** YOUR INSTRUCTIONS **
For the records that follow, please set down exactly the lines between the one holding "PR #1505, opened 2019-09-24" and the one holding "myPreExpandValueSetsDefaultCountExperimental = 1000;", inclusive, and only those.

** Stored items **
==*==

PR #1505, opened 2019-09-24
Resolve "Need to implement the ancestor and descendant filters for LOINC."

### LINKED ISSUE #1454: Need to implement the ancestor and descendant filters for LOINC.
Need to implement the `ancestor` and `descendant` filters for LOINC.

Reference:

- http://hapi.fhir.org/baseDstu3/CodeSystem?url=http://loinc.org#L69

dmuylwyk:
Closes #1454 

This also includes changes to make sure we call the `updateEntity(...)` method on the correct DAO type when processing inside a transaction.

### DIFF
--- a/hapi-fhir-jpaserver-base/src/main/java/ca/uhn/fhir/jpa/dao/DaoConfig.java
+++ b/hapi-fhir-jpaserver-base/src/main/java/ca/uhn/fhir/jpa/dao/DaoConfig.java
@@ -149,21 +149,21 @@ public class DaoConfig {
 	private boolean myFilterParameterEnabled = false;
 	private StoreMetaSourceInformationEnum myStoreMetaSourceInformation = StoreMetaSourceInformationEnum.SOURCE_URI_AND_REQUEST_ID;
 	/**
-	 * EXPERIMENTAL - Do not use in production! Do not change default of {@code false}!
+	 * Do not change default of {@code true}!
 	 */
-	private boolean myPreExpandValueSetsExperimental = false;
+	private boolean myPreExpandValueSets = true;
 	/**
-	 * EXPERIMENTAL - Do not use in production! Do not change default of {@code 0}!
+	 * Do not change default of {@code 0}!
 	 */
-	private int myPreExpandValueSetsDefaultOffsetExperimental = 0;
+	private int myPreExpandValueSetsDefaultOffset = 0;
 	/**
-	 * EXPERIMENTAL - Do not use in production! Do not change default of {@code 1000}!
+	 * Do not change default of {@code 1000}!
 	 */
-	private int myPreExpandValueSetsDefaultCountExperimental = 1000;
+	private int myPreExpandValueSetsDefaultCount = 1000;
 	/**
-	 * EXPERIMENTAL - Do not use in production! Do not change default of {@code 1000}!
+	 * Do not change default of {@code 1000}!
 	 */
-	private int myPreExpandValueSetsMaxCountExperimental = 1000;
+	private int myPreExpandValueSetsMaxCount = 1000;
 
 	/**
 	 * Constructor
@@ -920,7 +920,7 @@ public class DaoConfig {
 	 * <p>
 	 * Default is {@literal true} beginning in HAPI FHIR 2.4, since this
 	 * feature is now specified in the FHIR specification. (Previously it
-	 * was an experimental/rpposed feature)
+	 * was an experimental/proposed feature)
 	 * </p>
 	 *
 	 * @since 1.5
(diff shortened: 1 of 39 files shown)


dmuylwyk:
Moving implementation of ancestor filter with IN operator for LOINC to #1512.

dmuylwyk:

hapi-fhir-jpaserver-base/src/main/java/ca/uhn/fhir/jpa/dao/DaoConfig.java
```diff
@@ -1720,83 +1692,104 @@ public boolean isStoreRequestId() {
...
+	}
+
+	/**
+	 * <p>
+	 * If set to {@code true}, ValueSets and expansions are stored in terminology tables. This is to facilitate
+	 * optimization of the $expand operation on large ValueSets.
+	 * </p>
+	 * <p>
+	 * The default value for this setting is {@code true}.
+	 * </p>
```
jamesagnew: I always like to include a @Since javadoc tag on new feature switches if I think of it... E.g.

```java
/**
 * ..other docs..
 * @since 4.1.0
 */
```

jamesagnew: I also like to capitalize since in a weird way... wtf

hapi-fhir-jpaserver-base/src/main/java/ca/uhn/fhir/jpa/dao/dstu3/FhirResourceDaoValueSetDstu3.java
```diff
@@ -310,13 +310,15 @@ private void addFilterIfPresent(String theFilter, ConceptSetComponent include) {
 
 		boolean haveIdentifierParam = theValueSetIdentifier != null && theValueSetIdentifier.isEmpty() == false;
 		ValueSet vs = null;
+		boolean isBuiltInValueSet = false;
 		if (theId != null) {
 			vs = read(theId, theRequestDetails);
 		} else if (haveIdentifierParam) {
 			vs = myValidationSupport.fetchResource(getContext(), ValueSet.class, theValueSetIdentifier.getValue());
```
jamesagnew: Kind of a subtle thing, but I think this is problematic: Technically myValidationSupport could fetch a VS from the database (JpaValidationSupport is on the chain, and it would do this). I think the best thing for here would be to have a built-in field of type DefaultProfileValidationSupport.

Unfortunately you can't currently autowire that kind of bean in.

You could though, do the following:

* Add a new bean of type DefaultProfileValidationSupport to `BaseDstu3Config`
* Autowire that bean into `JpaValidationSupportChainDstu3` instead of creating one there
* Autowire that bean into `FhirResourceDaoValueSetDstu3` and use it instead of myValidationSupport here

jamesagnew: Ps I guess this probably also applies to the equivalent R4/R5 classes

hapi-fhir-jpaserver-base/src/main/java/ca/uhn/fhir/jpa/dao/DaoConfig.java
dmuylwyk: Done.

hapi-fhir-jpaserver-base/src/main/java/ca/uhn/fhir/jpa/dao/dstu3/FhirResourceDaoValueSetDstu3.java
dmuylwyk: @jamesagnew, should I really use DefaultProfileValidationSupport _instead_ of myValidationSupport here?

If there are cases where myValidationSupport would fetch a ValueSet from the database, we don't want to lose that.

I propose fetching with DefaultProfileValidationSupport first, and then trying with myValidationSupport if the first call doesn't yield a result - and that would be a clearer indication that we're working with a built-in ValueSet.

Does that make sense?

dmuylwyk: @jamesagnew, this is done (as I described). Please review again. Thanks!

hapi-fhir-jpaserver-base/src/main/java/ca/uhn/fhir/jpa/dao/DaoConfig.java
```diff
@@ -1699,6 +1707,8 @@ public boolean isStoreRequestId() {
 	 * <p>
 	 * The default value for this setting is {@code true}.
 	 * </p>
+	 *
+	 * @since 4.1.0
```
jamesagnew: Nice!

==*==

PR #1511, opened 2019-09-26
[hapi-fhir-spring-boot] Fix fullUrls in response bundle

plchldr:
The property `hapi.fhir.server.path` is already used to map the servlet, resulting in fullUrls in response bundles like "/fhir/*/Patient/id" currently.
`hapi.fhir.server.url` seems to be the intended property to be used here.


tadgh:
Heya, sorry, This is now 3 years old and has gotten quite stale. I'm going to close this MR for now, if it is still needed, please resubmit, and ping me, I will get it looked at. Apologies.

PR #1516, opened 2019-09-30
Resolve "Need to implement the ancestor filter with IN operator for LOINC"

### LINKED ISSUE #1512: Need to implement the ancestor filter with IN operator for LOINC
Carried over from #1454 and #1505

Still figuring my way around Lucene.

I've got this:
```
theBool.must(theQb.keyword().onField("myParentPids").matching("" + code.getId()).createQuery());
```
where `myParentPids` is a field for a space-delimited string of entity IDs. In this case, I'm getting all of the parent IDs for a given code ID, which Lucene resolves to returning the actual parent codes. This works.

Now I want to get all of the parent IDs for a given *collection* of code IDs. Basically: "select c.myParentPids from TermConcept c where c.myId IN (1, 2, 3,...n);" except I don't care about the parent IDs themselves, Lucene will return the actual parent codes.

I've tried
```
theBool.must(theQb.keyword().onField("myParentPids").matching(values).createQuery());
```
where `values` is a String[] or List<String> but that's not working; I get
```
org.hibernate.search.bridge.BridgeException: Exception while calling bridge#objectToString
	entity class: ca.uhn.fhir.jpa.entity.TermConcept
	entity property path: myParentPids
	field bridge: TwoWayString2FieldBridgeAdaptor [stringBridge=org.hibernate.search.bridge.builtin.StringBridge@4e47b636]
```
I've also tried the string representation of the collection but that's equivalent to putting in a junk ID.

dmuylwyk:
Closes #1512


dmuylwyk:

==*==

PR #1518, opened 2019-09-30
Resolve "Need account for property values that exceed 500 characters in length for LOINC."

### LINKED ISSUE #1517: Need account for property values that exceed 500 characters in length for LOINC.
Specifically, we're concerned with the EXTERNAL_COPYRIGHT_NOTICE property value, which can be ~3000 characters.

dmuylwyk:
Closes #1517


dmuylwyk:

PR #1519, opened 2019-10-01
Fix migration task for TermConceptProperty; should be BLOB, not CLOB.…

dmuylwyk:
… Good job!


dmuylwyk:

==*==

** EXERCISE RESULT **
PR #1505, opened 2019-09-24
Resolve "Need to implement the ancestor and descendant filters for LOINC."

### LINKED ISSUE #1454: Need to implement the ancestor and descendant filters for LOINC.
Need to implement the `ancestor` and `descendant` filters for LOINC.

Reference:

- http://hapi.fhir.org/baseDstu3/CodeSystem?url=http://loinc.org#L69

dmuylwyk:
Closes #1454 

This also includes changes to make sure we call the `updateEntity(...)` method on the correct DAO type when processing inside a transaction.

### DIFF
--- a/hapi-fhir-jpaserver-base/src/main/java/ca/uhn/fhir/jpa/dao/DaoConfig.java
+++ b/hapi-fhir-jpaserver-base/src/main/java/ca/uhn/fhir/jpa/dao/DaoConfig.java
@@ -149,21 +149,21 @@ public class DaoConfig {
 	private boolean myFilterParameterEnabled = false;
 	private StoreMetaSourceInformationEnum myStoreMetaSourceInformation = StoreMetaSourceInformationEnum.SOURCE_URI_AND_REQUEST_ID;
 	/**
-	 * EXPERIMENTAL - Do not use in production! Do not change default of {@code false}!
+	 * Do not change default of {@code true}!
 	 */
-	private boolean myPreExpandValueSetsExperimental = false;
+	private boolean myPreExpandValueSets = true;
 	/**
-	 * EXPERIMENTAL - Do not use in production! Do not change default of {@code 0}!
+	 * Do not change default of {@code 0}!
 	 */
-	private int myPreExpandValueSetsDefaultOffsetExperimental = 0;
+	private int myPreExpandValueSetsDefaultOffset = 0;
 	/**
-	 * EXPERIMENTAL - Do not use in production! Do not change default of {@code 1000}!
+	 * Do not change default of {@code 1000}!
 	 */
-	private int myPreExpandValueSetsDefaultCountExperimental = 1000;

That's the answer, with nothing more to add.